System Stability Margin Calculator
Calculate gain margin and phase margin stability classifications for control systems.
Find damping ratio, step overshoot, and stability rating.
Stability margins are the safety buffers that keep a feedback control system from breaking into uncontrolled oscillation or diverging entirely. Every closed-loop system — from an aircraft autopilot to an industrial PID temperature controller to the cruise control in your car — has two critical margins: Gain Margin (GM) and Phase Margin (PM).
Gain Margin (dB) answers: “How much can the loop gain increase before the system becomes unstable?” If GM = 10 dB, you can multiply the gain by about 3.16× before losing stability. A negative GM means the system is already unstable.
Phase Margin (degrees) answers: “How many more degrees of phase lag can the loop tolerate at the gain crossover frequency before it goes unstable?” PM = 45° means you have a comfortable cushion. Negative PM means the system is unstable.

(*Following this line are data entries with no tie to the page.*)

Issue #37, opened 2025-12-01
Type API for useCallTool does not support tool without input args and with partial type definition


fredericbarthelet:
The following exemple shows that required implementation for a `play` tool with no input args and with only partial typing of the output (structuredContent and meta).

```ts
const { callTool: play, isPending } = useCallTool<
    // eslint-disable-next-line @typescript-eslint/no-empty-object-type
    {},
    // @ts-expect-error - TODO: fix this
    { structuredContent: { id: string }; meta: { word: string; illustrationUrl: string } }
>("play");
```
[Source](https://github.com/fredericbarthelet/advent-chatgpt-app/blob/4bfc5a01241e575ede1a4e845dcd66f28ee75874/web/src/widgets/play.tsx#L38-L43)

and in use:

```ts
play({});
```

2 updates are necessary on the hook generic type definition:
- allow for no input
- allow partial definition of tool ouput

## Target

```ts
const { callTool: play, isPending } = useCallTool<null, { structuredContent: { id: string }; meta: { word: string; illustrationUrl: string } }>("play");
```

and

```ts
play();
```

Issue #10, opened 2025-11-21
Improvements on hooks : missing lvl 2 and new lvl 3


fredericbarthelet:
## Level 2 hooks (UI only hooks not one-on-one with openai skybridge runtime)

- `useToolCall` -> already done. Need to add callbacks `onSettled` and `onError`.
- `useState` -> combination of `useState` from react, `useWidgetState` from skybridge - the idea is to provide
- `useLayout` -> proxy to set and get current with helpful boolean

### Level 3 hooks (UI + Conversation hooks)

- `useNavigation`

On click, use navigate + setWidgetState to persist the location of the user + gives context to the model of the actual shown detail page
navigate takes only the technical id
setWidgetState takes detailed information that might be relevant for the model to provide an answer for

has the added advantage of being a way to do progressive disclosure for the model

- `useFollowUp`

On click, use navigate + setWidgetState to persist the location of the user + gives context to the model of the actual shown detail page
navigate takes only the technical id
setWidgetState takes detailed information that might be relevant for the model to provide an answer for

PR #39, opened 2025-12-01
Use call tool on settled

harijoe:
Fixes https://github.com/alpic-ai/skybridge/issues/37
Contributes to https://github.com/alpic-ai/skybridge/issues/10

I could not avoid having to pass `null` as the first argument if only output needs to be typed, e.g. :
```
  const {
    callTool: play,
    isPending,
    data: playData,
  } = useCallTool<null, { structuredContent: { id: string }; meta: { word: string; illustrationUrl: string } }>("play");
  ```
  
  It types correctly the playData object though which is quite cool;

### CODE REVIEW

File: src/web/hooks/use-call-tool.ts [hunk 1]
```diff
@@ -60,18 +67,29 @@ export const useCallTool = <
...
     }
   ) => {
     callToolAsync(toolArgs)
       .then((data) => {
         if (sideEffects?.onSuccess) {
           sideEffects.onSuccess(data, toolArgs);
         }
+        if (sideEffects?.onSettled) {
+          sideEffects.onSettled(data, undefined, toolArgs);
+        }
```
fredericbarthelet, line 141: Inside a finally would avoid duplication ?

harijoe: We would have to store data/error somewhere (like in the sideEffects object) to be able to pass it to the `onSettled` callback so not so clean I think.
Duplication is admittedly verbose but the readibility remains good I think.

src/web/types.ts
```diff
@@ -70,11 +70,15 @@ export type CallToolResponse = {
   meta: Record<string, unknown>;
 };
 
+export type CallToolResponseConstraint = Partial<
+  Pick<CallToolResponse, "structuredContent" | "meta">
+>;
```
fredericbarthelet: this has nothing to do here - it's not exactly part of the openai API and is solely used by useCallTool. I'd put this definition over there

src/web/types.ts
```diff
@@ -70,11 +70,15 @@ export type CallToolResponse = {
...
+
 type API<WidgetState extends UnknownObject> = {
   /** Calls a tool on your MCP. Returns the full response. */
   callTool: <
     ToolArgs extends CallToolArgs = null,
-    ToolResponse extends CallToolResponse = CallToolResponse
+    ToolResponse extends CallToolResponseConstraint = CallToolResponse
```
fredericbarthelet: and this is not exactly true. The following becomes valid in a TS world:

```ts
const response = await callTool<null, {meta: string}>(...);

// { meta: string } only. Missing all other props from base CallToolResponse
typeof response
```

src/web/hooks/use-call-tool.ts
```diff
@@ -83,7 +98,7 @@ export const useCallTool = <
     isPending: status === "pending",
     isSuccess: status === "success",
     isError: status === "error",
-  } as CallToolState<ToolResponse>;
+  } as CallToolState<CallToolResponse & ToolResponse>;
```
fredericbarthelet: you can take a look at src/web/hooks/use-tool-info.ts to get an insight on how to do partial typing without overwritting all other types:

```ts
as ToolState<
    ToolSignature["input"] extends UnknownObject ? ToolSignature["input"] : {},
    ToolSignature["output"] extends UnknownObject
      ? ToolSignature["output"]
      : UnknownObject,
    ToolSignature["responseMetadata"] extends UnknownObject
      ? ToolSignature["responseMetadata"]
      : UnknownObject
  >;
```

src/web/types.ts
harijoe: But I need it in `type API<WidgetState extends UnknownObject> = {` definition below ?

src/web/hooks/use-call-tool.ts
harijoe: But don't we want to override types in this case ? Like don't we want to the CallToolState type to match both the generic CallToolResponse and the more-specific-user-provided ToolResponse at the same time ?

src/web/types.ts
```diff
@@ -50,7 +50,7 @@ export type OpenAiGlobals<
 
   // state
   toolInput: ToolInput;
-  toolOutput: ToolOutput | { text: string } | null;
+  toolOutput: ToolOutput | null;
```
fredericbarthelet: I think this change is inadverted

src/web/types.ts
```diff
@@ -78,7 +78,7 @@ type API<WidgetState extends UnknownObject> = {
   >(
     name: string,
     args: ToolArgs
-  ) => Promise<ToolResponse>;
+  ) => Promise<CallToolResponse & ToolResponse>;
```
fredericbarthelet: `ToolResponse` extends `CallToolResponse`, so the intersection of both those types is the same as `ToolResponse`. I don't get your change here, maybe as well an inadverted change?

src/web/hooks/use-tool-info.ts
```diff
@@ -2,47 +2,35 @@ import { useOpenAiGlobal } from "./use-openai-global.js";
...
+      responseMetadata: undefined;
+    }
+  | {
+      status: "success";
+      isPending: false;
+      isSuccess: true;
+      input: ToolInput;
+      output: ToolOutput;
+      responseMetadata: ToolResponseMetadata;
+    };
```
fredericbarthelet: same as my previous comment on useCallTool types -> fine with defining literal types for each state (instead of relying on `BaseToolState`) but keep the final union of types as a union of named types to improve readability on TS popup on hover

src/web/hooks/use-tool-info.test.ts
```diff
@@ -75,3 +83,126 @@ describe("useToolInfo", () => {
     });
   });
 });
+
+describe("useToolInfo - TypeScript typing", () => {
```
fredericbarthelet: According to vitest documentation

> By default all tests inside *.test-d.ts files are considered type tests, but you can change it with [typecheck.include](https://vitest.dev/config/#typecheck-include) config option.

source: https://vitest.dev/guide/testing-types

Might be worth splitting between runtime tests and type tests in 2 seperate files. WDYT?

src/web/hooks/use-tool-info.test.ts
```diff
@@ -75,3 +83,126 @@ describe("useToolInfo", () => {
...
+  it("should have correct types when no generic parameter is provided", () => {
+    const { result } = renderHook(() => useToolInfo());
```
fredericbarthelet: If you do test in `.test-d.ts` files, I think you don't even need renderHook anymore

src/web/hooks/use-tool-info.test.ts
```diff
@@ -75,3 +83,126 @@ describe("useToolInfo", () => {
...
+    );
+
+    expectTypeOf<TestInput>(result.current.input);
+
+    // When pending, output and responseMetadata should be undefined
+    if (result.current.status === "pending") {
+      expectTypeOf<undefined>(result.current.output);
+      expectTypeOf<undefined>(result.current.responseMetadata);
+      expectTypeOf<true>(result.current.isPending);
+      expectTypeOf<false>(result.current.isSuccess);
```
fredericbarthelet: i feel like this should be part of the first test - it's independent from generic types for input, output and metadata

src/web/hooks/use-tool-info.test.ts
```diff
@@ -75,3 +83,126 @@ describe("useToolInfo", () => {
...
+    }
+
+    // When success, output and responseMetadata should be defined
+    if (result.current.status === "success") {
+      expectTypeOf<TestOutput>(result.current.output);
+      expectTypeOf<TestMetadata>(result.current.responseMetadata);
+      expectTypeOf<false>(result.current.isPending);
+      expectTypeOf<true>(result.current.isSuccess);
```
fredericbarthelet: same here

src/web/hooks/use-call-tool.ts
```diff
@@ -1,51 +1,86 @@
...
 };
 
-type IdleCallToolState = BaseCallToolState<"idle">;
-type PendingCallToolState = BaseCallToolState<"pending">;
-type SuccessCallToolState<TData extends CallToolResponse = CallToolResponse> =
-  BaseCallToolState<"success", TData>;
-type ErrorCallToolState = BaseCallToolState<"error">;
+type CallToolAsyncFn<TA, TR> = TA extends null
+  ? () => Promise<TR>
+  : (toolArgs: TA) => Promise<TR>;
```
fredericbarthelet: Can you use full name for generics in order to improve readability ?

```suggestion
type CallToolAsyncFn<ToolArgs, ToolResponse> = ToolArgs extends null
  ? () => Promise<ToolResponse>
  : (toolArgs: ToolArgs) => Promise<ToolResponse>;
```

src/web/hooks/use-call-tool.ts
```diff
@@ -1,51 +1,86 @@
...
-  | ErrorCallToolState;
+type CallToolResponseConstraint = Partial<
+  Pick<CallToolResponse, "structuredContent" | "meta">
+>;
 
 export const useCallTool = <
   ToolArgs extends CallToolArgs = null,
-  ToolResponse extends CallToolResponse = CallToolResponse
+  ToolResponse extends CallToolResponseConstraint = CallToolResponseConstraint
 >(
```
fredericbarthelet: For coherence with useToolInfo type :)?


```suggestion
type ToolResponseSignature = Pick<CallToolResponse, "structuredContent" | "meta">;

export const useCallTool = <
  ToolArgs extends CallToolArgs = null,
  ToolResponse extends Partial<ToolResponseSignature> = {}
>(
```

src/web/hooks/use-call-tool.ts
```diff
@@ -1,51 +1,86 @@
...
   name: string
 ) => {
+  type CombinedCallToolResponse = CallToolResponse & ToolResponse;
```
fredericbarthelet, line 75: Again, for the sake of coherence, I'd go for 

```ts
  type StructuredContent = TS["structuredContent"] extends CallToolResponse["structuredContent"] ? TS["structuredContent"] : CallToolResponse["structuredContent"];
// ...
```

or edit the useToolInfo implementation to go for intersection

src/web/hooks/use-call-tool.ts
```diff
@@ -55,25 +90,54 @@ export const useCallTool = <
...
+  ): void;
+  function callTool(
     toolArgs: ToolArgs,
-    sideEffects?: {
-      onSuccess?: (data: ToolResponse, toolArgs: ToolArgs) => void;
-      onError?: (error: unknown, toolArgs: ToolArgs) => void;
+    sideEffects?: SideEffects<ToolArgs, CombinedCallToolResponse>
+  ): void;
+  function callTool(
+    arg1?: ToolArgs | SideEffects<ToolArgs, CombinedCallToolResponse>,
```
fredericbarthelet:
```suggestion
    firstArg?: ToolArgs | SideEffects<ToolArgs, CombinedCallToolResponse>,
```

src/web/types.ts
harijoe: Indeed!

src/web/hooks/use-call-tool.ts
harijoe: I chose to edit useToolInfo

Industry Standard Minimums:
| Application | Min Gain Margin | Min Phase Margin |
|---|---|---|
| Aerospace / Flight Control | 6 dB | 45° |
| Industrial Process Control (PID) | 6 dB | 30° |
| Power Electronics | 6–10 dB | 45° |
| Servo Drives | 8 dB | 40° |
| Well-Designed General Systems | 10–12 dB | 45–60° |
Stability Classifications:
- Gain Margin < 0 dB or Phase Margin < 0° → Unstable
- GM 0–6 dB or PM 0–30° → Marginally Stable / Poorly Damped (oscillatory, ringing)
- GM 6–12 dB and PM 30–60° → Adequately Stable (acceptable for most applications)
- GM > 12 dB and PM > 60° → Well Damped (very stable, but may respond sluggishly)
Damping Ratio Approximation: For second-order-like systems, a useful engineering approximation is: ζ ≈ PM(°) / 100
This is the Bode approximation and is accurate for PM between 20° and 70°.
Step Response Overshoot: From the damping ratio, the expected percent overshoot (%OS) of the step response is: %OS = e^(−π × ζ / √(1 − ζ²)) × 100
Worked Example: GM = 8 dB, PM = 40°
- GM classification: 6–12 dB → Adequately Stable
- PM classification: 30–60° → Good Stability
- Overall: Adequately Stable (worst classification wins)
- ζ ≈ 40/100 = 0.40
- %OS = e^(−π × 0.40 / √(1 − 0.16)) × 100 = e^(−1.367) × 100 ≈ 25%
Important Warning — Conditional Stability: A system can have both GM and PM positive yet still be unstable if the Nyquist plot encircles the −1 point more than once. This occurs in systems with unstable open-loop poles or non-minimum phase zeros. Margins alone do not guarantee stability — always verify with a full Nyquist analysis for complex systems.
Practical Note: Very high phase margin (> 70°) is not necessarily better. It often means the system responds very slowly (overdamped), which may be unacceptable in fast-response applications like robotics or hard disk drives.